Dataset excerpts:
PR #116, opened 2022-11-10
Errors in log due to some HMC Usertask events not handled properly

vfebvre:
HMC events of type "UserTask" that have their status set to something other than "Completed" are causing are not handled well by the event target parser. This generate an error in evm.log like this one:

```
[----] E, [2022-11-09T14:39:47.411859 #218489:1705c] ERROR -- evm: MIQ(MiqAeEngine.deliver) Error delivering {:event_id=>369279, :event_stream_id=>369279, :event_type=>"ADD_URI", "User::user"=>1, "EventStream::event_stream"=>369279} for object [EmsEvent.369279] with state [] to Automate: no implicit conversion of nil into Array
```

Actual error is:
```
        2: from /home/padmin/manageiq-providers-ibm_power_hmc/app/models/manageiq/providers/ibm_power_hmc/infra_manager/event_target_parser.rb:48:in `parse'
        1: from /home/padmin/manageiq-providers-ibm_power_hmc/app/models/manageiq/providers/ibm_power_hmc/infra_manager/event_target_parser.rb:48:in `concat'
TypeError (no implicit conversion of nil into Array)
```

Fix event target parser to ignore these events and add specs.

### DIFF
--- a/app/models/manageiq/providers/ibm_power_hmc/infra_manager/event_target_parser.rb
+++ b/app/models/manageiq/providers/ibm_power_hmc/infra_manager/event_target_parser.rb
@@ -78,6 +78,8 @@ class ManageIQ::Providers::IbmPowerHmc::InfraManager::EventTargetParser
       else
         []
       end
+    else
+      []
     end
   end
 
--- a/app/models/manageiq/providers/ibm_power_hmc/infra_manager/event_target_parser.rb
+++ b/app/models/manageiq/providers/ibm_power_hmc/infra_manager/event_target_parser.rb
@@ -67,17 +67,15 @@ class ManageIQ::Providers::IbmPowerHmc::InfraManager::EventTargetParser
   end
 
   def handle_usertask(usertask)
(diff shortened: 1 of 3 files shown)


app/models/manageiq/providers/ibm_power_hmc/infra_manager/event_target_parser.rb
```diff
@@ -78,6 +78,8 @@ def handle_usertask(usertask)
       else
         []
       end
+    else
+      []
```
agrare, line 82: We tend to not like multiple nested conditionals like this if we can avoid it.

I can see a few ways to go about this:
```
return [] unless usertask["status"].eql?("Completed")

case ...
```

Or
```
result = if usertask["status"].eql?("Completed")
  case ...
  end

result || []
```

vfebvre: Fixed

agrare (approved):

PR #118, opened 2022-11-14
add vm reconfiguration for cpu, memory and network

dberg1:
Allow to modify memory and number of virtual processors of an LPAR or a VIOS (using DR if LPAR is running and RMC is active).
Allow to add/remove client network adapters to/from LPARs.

→ Assigned task: Every line above should be transcribed exactly.

→ Worked solution:
PR #116, opened 2022-11-10
Errors in log due to some HMC Usertask events not handled properly

vfebvre:
HMC events of type "UserTask" that have their status set to something other than "Completed" are causing are not handled well by the event target parser. This generate an error in evm.log like this one:

```
[----] E, [2022-11-09T14:39:47.411859 #218489:1705c] ERROR -- evm: MIQ(MiqAeEngine.deliver) Error delivering {:event_id=>369279, :event_stream_id=>369279, :event_type=>"ADD_URI", "User::user"=>1, "EventStream::event_stream"=>369279} for object [EmsEvent.369279] with state [] to Automate: no implicit conversion of nil into Array
```

Actual error is:
```
        2: from /home/padmin/manageiq-providers-ibm_power_hmc/app/models/manageiq/providers/ibm_power_hmc/infra_manager/event_target_parser.rb:48:in `parse'
        1: from /home/padmin/manageiq-providers-ibm_power_hmc/app/models/manageiq/providers/ibm_power_hmc/infra_manager/event_target_parser.rb:48:in `concat'
TypeError (no implicit conversion of nil into Array)
```

Fix event target parser to ignore these events and add specs.

### DIFF
--- a/app/models/manageiq/providers/ibm_power_hmc/infra_manager/event_target_parser.rb
+++ b/app/models/manageiq/providers/ibm_power_hmc/infra_manager/event_target_parser.rb
@@ -78,6 +78,8 @@ class ManageIQ::Providers::IbmPowerHmc::InfraManager::EventTargetParser
       else
         []
       end
+    else
+      []
     end
   end
 
--- a/app/models/manageiq/providers/ibm_power_hmc/infra_manager/event_target_parser.rb
+++ b/app/models/manageiq/providers/ibm_power_hmc/infra_manager/event_target_parser.rb
@@ -67,17 +67,15 @@ class ManageIQ::Providers::IbmPowerHmc::InfraManager::EventTargetParser
   end
 
   def handle_usertask(usertask)
(diff shortened: 1 of 3 files shown)


app/models/manageiq/providers/ibm_power_hmc/infra_manager/event_target_parser.rb
```diff
@@ -78,6 +78,8 @@ def handle_usertask(usertask)
       else
         []
       end
+    else
+      []
```
agrare, line 82: We tend to not like multiple nested conditionals like this if we can avoid it.

I can see a few ways to go about this:
```
return [] unless usertask["status"].eql?("Completed")

case ...
```

Or
```
result = if usertask["status"].eql?("Completed")
  case ...
  end

result || []
```

vfebvre: Fixed

agrare (approved):

PR #118, opened 2022-11-14
add vm reconfiguration for cpu, memory and network

dberg1:
Allow to modify memory and number of virtual processors of an LPAR or a VIOS (using DR if LPAR is running and RMC is active).
Allow to add/remove client network adapters to/from LPARs.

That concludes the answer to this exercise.